What is expected: Every record, from first to last, should be written out again exactly.

# # #

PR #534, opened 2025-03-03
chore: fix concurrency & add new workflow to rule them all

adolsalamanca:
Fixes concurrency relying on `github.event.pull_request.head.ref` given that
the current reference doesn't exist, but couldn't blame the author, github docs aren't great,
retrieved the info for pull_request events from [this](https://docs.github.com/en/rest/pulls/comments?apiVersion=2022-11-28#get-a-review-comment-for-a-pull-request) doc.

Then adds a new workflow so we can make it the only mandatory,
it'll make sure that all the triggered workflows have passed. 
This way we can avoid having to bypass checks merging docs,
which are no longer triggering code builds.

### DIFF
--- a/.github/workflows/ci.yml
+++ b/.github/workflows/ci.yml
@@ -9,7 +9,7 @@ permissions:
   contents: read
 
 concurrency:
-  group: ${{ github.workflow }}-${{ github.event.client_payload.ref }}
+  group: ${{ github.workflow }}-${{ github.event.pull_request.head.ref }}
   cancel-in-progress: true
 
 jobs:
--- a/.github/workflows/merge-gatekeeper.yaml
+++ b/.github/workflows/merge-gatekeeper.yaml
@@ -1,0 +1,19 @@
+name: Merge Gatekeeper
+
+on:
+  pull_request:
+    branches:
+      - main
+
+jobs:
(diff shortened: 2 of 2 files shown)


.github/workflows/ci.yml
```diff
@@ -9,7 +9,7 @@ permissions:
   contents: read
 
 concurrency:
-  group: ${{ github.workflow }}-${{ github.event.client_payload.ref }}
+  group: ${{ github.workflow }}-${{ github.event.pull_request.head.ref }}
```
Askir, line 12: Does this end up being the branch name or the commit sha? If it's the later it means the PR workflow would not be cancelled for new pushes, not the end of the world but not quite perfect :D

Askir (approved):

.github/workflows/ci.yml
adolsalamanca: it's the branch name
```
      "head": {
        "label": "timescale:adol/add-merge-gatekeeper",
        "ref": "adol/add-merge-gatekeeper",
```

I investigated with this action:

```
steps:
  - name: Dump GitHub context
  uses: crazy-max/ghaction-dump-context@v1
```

# # #

Result of this exercise:
PR #534, opened 2025-03-03
chore: fix concurrency & add new workflow to rule them all

adolsalamanca:
Fixes concurrency relying on `github.event.pull_request.head.ref` given that
the current reference doesn't exist, but couldn't blame the author, github docs aren't great,
retrieved the info for pull_request events from [this](https://docs.github.com/en/rest/pulls/comments?apiVersion=2022-11-28#get-a-review-comment-for-a-pull-request) doc.

Then adds a new workflow so we can make it the only mandatory,
it'll make sure that all the triggered workflows have passed. 
This way we can avoid having to bypass checks merging docs,
which are no longer triggering code builds.

### DIFF
--- a/.github/workflows/ci.yml
+++ b/.github/workflows/ci.yml
@@ -9,7 +9,7 @@ permissions:
   contents: read
 
 concurrency:
-  group: ${{ github.workflow }}-${{ github.event.client_payload.ref }}
+  group: ${{ github.workflow }}-${{ github.event.pull_request.head.ref }}
   cancel-in-progress: true
 
 jobs:
--- a/.github/workflows/merge-gatekeeper.yaml
+++ b/.github/workflows/merge-gatekeeper.yaml
@@ -1,0 +1,19 @@
+name: Merge Gatekeeper
+
+on:
+  pull_request:
+    branches:
+      - main
+
+jobs:
(diff shortened: 2 of 2 files shown)


.github/workflows/ci.yml
```diff
@@ -9,7 +9,7 @@ permissions:
   contents: read
 
 concurrency:
-  group: ${{ github.workflow }}-${{ github.event.client_payload.ref }}
+  group: ${{ github.workflow }}-${{ github.event.pull_request.head.ref }}
```
Askir, line 12: Does this end up being the branch name or the commit sha? If it's the later it means the PR workflow would not be cancelled for new pushes, not the end of the world but not quite perfect :D

Askir (approved):

.github/workflows/ci.yml
adolsalamanca: it's the branch name
```
      "head": {
        "label": "timescale:adol/add-merge-gatekeeper",
        "ref": "adol/add-merge-gatekeeper",
```

I investigated with this action:

```
steps:
  - name: Dump GitHub context
  uses: crazy-max/ghaction-dump-context@v1
```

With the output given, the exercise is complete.